Task requirements: Once the line with "PR #9164, opened 2025-08-29" is found in the entries below, print it and each following line exactly, stopping after the line with "--- a/filament/backend/src/vulkan/VulkanPipelineCache.cpp"; print nothing else.

Dataset entries:
^^^^^^^^^^^^^^^^

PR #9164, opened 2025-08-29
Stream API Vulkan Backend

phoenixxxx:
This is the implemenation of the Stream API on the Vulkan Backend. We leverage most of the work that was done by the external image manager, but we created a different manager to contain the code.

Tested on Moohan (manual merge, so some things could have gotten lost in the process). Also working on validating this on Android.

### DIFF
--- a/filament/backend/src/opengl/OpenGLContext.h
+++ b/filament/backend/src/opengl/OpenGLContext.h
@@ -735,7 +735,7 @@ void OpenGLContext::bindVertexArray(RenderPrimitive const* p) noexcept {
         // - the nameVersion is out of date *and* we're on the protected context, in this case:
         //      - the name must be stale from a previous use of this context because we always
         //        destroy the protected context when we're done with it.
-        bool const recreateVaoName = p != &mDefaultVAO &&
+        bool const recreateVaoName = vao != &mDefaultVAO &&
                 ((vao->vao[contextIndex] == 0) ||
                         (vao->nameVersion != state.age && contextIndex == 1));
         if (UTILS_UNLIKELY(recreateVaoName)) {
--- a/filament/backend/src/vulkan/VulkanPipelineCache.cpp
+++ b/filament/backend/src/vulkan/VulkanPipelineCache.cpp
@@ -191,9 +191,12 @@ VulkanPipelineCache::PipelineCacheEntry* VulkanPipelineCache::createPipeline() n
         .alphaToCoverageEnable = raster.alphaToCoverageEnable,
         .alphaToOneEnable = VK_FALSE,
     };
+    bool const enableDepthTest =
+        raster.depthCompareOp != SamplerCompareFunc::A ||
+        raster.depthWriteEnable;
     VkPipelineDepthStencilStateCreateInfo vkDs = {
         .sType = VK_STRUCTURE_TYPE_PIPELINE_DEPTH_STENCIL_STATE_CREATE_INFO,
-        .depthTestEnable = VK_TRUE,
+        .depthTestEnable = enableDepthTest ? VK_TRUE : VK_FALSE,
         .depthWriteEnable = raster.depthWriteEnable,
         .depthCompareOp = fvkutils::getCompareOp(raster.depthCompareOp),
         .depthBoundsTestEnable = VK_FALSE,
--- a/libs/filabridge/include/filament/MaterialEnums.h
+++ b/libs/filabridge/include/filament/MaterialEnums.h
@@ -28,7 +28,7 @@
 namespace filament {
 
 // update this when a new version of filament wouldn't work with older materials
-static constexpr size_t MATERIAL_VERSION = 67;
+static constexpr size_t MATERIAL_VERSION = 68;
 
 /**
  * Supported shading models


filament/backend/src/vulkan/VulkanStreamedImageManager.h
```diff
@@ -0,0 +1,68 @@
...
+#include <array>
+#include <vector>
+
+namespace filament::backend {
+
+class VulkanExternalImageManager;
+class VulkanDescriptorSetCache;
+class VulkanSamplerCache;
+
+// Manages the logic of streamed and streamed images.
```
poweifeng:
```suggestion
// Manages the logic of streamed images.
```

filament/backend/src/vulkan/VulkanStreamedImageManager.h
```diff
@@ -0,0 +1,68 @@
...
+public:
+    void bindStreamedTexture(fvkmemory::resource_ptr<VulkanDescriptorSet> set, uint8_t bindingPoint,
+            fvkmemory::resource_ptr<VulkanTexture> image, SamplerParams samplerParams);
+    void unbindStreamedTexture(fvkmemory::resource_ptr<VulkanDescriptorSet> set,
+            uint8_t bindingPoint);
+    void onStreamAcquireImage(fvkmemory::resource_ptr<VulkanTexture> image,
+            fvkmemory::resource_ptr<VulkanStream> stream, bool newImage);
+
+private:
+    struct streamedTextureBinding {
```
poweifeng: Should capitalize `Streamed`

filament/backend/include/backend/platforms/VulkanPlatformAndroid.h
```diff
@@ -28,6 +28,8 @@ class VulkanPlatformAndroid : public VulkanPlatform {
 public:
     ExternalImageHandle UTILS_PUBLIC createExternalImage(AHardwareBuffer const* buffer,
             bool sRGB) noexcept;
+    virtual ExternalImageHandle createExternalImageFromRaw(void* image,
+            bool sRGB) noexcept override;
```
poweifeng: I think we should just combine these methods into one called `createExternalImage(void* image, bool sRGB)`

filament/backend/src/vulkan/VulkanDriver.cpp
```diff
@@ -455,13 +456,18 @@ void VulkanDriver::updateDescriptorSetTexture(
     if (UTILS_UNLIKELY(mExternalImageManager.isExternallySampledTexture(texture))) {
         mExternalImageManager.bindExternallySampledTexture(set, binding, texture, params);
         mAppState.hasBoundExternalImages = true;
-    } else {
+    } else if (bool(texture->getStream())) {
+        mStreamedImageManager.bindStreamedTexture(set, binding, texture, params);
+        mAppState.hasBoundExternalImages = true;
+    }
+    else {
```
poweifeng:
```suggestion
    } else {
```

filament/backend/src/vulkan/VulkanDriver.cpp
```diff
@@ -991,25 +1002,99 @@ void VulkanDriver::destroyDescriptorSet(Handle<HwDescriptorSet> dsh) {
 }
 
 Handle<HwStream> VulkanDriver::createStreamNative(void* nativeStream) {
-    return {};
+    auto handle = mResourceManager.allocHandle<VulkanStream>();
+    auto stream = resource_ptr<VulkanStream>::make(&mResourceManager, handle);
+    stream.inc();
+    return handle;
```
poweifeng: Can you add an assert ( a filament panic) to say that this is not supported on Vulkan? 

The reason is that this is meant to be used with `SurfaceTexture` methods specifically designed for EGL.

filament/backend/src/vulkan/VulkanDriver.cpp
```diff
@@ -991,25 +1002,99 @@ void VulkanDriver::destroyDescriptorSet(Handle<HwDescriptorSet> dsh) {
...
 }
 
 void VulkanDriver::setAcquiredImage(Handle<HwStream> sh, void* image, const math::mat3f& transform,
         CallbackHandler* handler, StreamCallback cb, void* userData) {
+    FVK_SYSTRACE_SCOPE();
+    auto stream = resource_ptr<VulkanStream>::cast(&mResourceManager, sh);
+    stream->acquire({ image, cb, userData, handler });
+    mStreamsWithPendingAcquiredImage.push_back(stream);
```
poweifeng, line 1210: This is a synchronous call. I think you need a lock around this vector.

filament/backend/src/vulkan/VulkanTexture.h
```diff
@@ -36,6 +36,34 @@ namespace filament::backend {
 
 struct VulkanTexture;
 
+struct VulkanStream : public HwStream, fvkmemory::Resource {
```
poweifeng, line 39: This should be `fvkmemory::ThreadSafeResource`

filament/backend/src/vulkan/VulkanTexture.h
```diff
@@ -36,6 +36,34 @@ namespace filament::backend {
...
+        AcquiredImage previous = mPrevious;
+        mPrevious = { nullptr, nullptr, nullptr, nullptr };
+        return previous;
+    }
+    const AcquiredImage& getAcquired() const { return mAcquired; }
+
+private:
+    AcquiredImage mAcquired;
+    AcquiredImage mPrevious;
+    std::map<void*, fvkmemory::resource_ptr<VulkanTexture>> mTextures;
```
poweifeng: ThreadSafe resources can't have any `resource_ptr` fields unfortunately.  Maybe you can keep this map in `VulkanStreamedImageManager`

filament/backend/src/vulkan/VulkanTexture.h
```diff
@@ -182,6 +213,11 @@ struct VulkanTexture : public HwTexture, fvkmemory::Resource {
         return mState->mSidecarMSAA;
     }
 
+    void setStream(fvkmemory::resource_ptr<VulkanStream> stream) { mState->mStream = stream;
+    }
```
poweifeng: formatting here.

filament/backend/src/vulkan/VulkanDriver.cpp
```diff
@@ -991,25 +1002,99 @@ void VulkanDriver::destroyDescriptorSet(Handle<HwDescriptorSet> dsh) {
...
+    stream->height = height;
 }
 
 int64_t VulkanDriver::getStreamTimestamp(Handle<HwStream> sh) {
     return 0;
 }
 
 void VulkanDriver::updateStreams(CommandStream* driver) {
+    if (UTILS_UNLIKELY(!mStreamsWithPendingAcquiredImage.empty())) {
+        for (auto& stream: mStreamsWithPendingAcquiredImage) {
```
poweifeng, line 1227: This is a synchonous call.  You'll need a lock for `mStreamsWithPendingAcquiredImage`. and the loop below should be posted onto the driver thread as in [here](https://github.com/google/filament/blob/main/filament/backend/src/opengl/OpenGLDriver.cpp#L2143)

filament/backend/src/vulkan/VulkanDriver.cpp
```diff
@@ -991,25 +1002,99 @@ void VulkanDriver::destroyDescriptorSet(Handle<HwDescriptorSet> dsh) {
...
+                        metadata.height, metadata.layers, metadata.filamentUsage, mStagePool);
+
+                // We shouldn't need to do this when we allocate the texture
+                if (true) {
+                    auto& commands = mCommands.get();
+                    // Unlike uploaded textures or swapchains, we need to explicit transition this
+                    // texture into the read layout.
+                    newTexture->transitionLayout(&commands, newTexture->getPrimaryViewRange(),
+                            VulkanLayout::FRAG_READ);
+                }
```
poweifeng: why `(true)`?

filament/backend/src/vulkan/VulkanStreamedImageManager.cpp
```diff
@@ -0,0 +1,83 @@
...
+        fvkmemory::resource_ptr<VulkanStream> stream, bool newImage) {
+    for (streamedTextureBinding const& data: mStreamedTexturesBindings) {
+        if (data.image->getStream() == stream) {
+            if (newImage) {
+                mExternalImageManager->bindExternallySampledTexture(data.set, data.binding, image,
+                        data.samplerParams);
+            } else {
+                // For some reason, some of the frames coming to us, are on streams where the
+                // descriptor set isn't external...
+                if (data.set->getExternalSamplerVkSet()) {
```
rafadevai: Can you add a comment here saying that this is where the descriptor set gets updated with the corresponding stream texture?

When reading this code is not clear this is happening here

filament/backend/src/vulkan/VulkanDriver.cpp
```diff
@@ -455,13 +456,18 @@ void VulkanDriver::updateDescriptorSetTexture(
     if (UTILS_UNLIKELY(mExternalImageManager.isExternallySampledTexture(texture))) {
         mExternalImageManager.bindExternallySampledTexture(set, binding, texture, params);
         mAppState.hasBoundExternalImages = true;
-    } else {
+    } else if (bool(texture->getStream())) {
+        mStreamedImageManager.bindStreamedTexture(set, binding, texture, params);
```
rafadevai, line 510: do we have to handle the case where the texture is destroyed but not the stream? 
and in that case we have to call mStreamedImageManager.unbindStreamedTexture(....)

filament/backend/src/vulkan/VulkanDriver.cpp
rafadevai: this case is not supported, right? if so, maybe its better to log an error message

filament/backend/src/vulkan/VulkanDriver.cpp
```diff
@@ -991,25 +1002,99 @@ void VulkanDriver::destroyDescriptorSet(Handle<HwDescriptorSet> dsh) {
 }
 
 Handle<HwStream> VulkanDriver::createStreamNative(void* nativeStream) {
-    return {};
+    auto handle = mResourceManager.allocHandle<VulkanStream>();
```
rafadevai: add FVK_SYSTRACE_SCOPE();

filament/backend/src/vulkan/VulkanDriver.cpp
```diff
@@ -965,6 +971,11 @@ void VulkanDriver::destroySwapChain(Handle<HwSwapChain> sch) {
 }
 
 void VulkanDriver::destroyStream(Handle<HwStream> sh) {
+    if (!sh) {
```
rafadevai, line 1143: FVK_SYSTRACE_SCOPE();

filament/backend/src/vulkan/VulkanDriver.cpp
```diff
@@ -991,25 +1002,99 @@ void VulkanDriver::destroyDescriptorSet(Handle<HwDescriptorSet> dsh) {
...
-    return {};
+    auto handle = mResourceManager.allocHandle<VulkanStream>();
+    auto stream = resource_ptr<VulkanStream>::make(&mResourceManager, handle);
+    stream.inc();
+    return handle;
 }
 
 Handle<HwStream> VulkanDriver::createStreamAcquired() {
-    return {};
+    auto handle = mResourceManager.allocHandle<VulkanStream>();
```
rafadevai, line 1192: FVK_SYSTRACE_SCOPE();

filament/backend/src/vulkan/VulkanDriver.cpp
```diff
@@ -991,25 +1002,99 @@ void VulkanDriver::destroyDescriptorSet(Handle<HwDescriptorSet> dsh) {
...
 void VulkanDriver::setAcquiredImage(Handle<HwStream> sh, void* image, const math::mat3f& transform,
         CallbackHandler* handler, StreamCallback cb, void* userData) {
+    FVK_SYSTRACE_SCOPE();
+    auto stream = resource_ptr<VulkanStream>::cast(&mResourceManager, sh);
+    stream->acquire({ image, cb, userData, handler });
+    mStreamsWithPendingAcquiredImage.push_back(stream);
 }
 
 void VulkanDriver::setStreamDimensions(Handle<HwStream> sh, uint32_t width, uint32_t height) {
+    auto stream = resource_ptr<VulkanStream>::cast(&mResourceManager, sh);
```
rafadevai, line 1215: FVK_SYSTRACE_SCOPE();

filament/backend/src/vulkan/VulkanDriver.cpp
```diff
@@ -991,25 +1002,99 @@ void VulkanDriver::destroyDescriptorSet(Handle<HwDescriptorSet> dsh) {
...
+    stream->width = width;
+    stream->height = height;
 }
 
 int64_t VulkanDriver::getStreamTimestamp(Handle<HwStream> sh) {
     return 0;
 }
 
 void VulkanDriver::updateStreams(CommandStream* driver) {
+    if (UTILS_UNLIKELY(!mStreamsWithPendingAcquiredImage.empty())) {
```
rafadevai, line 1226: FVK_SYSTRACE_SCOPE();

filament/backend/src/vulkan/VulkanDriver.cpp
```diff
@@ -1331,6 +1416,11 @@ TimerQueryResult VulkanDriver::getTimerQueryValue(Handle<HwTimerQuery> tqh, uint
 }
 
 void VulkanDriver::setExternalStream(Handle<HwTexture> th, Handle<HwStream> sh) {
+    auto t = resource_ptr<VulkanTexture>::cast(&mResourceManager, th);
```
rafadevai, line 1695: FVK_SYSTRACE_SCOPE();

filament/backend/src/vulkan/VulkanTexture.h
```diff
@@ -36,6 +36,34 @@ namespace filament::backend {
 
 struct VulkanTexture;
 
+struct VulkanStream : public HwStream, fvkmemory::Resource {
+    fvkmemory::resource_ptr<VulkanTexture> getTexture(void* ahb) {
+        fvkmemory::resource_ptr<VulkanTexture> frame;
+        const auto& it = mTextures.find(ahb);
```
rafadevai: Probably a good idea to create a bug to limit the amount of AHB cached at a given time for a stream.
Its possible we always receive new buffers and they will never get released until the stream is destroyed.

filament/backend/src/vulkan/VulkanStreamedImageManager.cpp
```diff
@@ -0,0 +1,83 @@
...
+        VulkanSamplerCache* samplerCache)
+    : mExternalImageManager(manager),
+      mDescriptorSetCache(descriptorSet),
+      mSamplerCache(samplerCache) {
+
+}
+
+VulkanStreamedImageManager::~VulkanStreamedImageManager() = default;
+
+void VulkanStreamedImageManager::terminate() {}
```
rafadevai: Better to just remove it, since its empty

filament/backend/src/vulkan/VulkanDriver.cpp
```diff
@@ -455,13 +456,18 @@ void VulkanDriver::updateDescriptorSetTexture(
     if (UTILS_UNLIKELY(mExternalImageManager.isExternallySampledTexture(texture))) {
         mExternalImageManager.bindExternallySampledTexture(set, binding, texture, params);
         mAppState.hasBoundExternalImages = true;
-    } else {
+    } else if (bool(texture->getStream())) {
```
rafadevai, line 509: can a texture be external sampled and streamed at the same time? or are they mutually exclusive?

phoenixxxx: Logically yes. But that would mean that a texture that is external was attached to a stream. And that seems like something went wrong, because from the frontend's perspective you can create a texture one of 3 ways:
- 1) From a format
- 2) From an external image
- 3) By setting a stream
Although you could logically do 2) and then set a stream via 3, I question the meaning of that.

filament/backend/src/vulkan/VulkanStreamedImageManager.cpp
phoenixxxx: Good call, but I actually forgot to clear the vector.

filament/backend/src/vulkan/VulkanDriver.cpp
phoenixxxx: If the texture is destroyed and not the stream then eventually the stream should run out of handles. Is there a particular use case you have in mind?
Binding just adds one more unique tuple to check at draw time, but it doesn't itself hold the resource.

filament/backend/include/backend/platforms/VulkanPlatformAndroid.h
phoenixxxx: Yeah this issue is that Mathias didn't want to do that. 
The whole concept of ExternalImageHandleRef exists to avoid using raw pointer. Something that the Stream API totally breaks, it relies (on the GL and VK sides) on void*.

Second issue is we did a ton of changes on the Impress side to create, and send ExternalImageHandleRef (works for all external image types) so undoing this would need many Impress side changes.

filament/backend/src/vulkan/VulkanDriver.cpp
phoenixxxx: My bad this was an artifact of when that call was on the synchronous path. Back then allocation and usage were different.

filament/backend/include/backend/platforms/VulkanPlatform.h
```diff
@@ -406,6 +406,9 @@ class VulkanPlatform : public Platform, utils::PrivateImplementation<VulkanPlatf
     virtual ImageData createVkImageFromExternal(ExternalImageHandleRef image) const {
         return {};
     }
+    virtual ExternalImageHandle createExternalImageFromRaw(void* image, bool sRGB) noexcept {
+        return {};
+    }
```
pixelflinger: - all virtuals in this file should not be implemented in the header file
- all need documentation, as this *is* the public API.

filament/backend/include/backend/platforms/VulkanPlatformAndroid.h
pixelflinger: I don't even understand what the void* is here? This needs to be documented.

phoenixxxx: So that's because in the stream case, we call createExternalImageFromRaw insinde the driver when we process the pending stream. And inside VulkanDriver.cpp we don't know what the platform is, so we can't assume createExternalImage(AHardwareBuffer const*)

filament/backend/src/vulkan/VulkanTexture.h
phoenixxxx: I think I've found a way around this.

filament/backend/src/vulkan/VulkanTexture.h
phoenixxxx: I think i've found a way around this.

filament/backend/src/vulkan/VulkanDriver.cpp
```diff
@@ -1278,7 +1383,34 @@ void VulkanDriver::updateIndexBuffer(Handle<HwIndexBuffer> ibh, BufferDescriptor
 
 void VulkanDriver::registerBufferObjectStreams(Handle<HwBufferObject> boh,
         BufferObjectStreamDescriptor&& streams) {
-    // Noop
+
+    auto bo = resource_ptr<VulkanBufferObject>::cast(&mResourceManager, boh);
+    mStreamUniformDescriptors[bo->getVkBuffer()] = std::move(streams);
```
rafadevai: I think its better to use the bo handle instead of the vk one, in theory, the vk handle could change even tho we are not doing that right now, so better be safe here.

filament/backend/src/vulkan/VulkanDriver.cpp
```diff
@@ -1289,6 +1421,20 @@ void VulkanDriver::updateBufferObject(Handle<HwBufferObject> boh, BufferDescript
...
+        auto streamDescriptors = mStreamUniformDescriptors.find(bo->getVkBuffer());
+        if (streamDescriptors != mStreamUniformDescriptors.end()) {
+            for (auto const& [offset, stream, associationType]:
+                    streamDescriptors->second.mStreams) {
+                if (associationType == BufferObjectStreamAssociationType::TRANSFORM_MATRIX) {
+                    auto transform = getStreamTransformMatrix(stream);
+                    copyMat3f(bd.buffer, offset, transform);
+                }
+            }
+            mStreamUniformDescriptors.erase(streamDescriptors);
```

^^^^^^^^^^^^^^^^

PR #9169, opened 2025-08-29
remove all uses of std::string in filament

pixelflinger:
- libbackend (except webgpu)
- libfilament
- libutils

^^^^^^^^^^^^^^^^

Exercise output:
PR #9164, opened 2025-08-29
Stream API Vulkan Backend

phoenixxxx:
This is the implemenation of the Stream API on the Vulkan Backend. We leverage most of the work that was done by the external image manager, but we created a different manager to contain the code.

Tested on Moohan (manual merge, so some things could have gotten lost in the process). Also working on validating this on Android.

### DIFF
--- a/filament/backend/src/opengl/OpenGLContext.h
+++ b/filament/backend/src/opengl/OpenGLContext.h
@@ -735,7 +735,7 @@ void OpenGLContext::bindVertexArray(RenderPrimitive const* p) noexcept {
         // - the nameVersion is out of date *and* we're on the protected context, in this case:
         //      - the name must be stale from a previous use of this context because we always
         //        destroy the protected context when we're done with it.
-        bool const recreateVaoName = p != &mDefaultVAO &&
+        bool const recreateVaoName = vao != &mDefaultVAO &&
                 ((vao->vao[contextIndex] == 0) ||
                         (vao->nameVersion != state.age && contextIndex == 1));
         if (UTILS_UNLIKELY(recreateVaoName)) {
--- a/filament/backend/src/vulkan/VulkanPipelineCache.cpp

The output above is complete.